Washington saw its fair share of push-and-shove on Wednesday when two consumer groups pushed for their right to sue banks regarding lending rule violations in the future.
The consumer group is pushing for change, and it’s coming; the Consumer Financial Protection Bureau will likely be adding a rebuttable presumption clause early next year to the Qualified Mortgage rule. This new clause would allow borrowers to bring evidence forth in court that a lender deliberately made a mortgage unaffordable. In previous foreclosure cases, lenders could just cling to a legal safe harbor and would automatically be granted protection - providing that the lender met all the guidelines under the rule.
But this decision wouldn’t come without consequences – it’s likely that this particular piece of litigation would result in an increase of foreclosure cases going to trial. Groups such as the Mortgage Bankers Association sees this as detrimental because litigation costs for a foreclosure trial can be as much as seven times as a case that is dismissed at the beginning (common under a legal safe harbor). Staff attorneys at the National Consumer Law Center are still holding firm to the belief that the risk of litigation is small.
The United States is no stranger to foreclosure – between 2005 and 2010 there were around 65 million homes in foreclosure (NCLC). Yet, despite the high number of foreclosure cases, only 60 cases were brought to court using the already existent Truth in Lending Act rebuttal presumption that has already been in existence. Borrowers in foreclosure are rarely represented by attorneys. In fact, according to a Brennan Center for Justice report, fewer than 15% of borrowers in foreclosure have any legal counsel whatsoever.
Cohen comments that if, “the lender had more information that rule writers can’t contemplate now, for example extremely high costs that are documented that they do have access to at the moment of making the loan, that homeowner with a predictably unaffordable loan would have no legal recourse at all (under a safe harbor).”
Any violations of the Qualified Mortgage rule are capped at around three years of payments, thanks to the Dodd-Frank Act.

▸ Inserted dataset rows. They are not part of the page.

PR #150, opened 2025-07-22
Clean up several subscription artifacts

jogrogan:
1. Fix issue in AvroConverter caused by change in #148 
2. Remove old Subscription model files & `HoptimatorOperatorApp` which is no longer in use.
3. Fix gaps in `PipelineOperatorApp` - namely around `ControllerProvider` which was replaced with new one based on `K8sContext` instead of `Operator`. This was preventing extensions to add new controllers.


hoptimator-kafka-controller/src/main/java/com/linkedin/hoptimator/operator/kafka/KafkaTopicReconciler.java
```diff
@@ -19,22 +24,25 @@
...
   private static final Logger log = LoggerFactory.getLogger(KafkaTopicReconciler.class);
-  private static final String KAFKATOPIC = "hoptimator.linkedin.com/v1alpha1/KafkaTopic";
 
-  private final Operator operator;
+  private final K8sContext context;
+  private final K8sApi<V1alpha1KafkaTopic, V1alpha1KafkaTopicList> kafkaTopicApi;
 
-  public KafkaTopicReconciler(Operator operator) {
-    this.operator = operator;
+  public KafkaTopicReconciler(K8sContext context) {
```
ryannedolan, line 39: nice!

ryannedolan (approved):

Several mortgage bankers fear that the damage as a result of the new rebuttable presumption clause could be severe – especially to smaller banks.
MBA Chairman Debra Stills thinks that one violation “can be ruinous to a community bank,” especially when factoring in court and litigation costs – one trial loss could easily cost around $200,000. Stills also thinks that if you “liken that to the repercussions of a repurchase, those are the same extraordinary numbers that would cause small community lenders not to lend.”
An executive vice president of the Securities Industry and Financial Markets association, Kenneth Bentsen, believes that a rebuttable presumption clause could also have an effect on secondary market investors, to the extent of lenders becoming too strict in their underwriting. Bentsen believes that “one is assignee liability” and that a “rebuttable presumption transfers the potential liability of the litigation to the trustee and the investor in the mortgage.”
However, Eric Stein (senior vice president for the Center of Responsible Lending) is a firm advocate for warm and open relations between homeowners and lenders and thinks that clear rules will keep litigation costs low for both parties.
"Putting in place a rebuttable presumption hurdle for borrower litigation gives lenders a considerable litigation advantage but allows a borrower to bring a case when there is a rare, starkly unaffordable QM loan and strong evidence available at the outset," says Stein.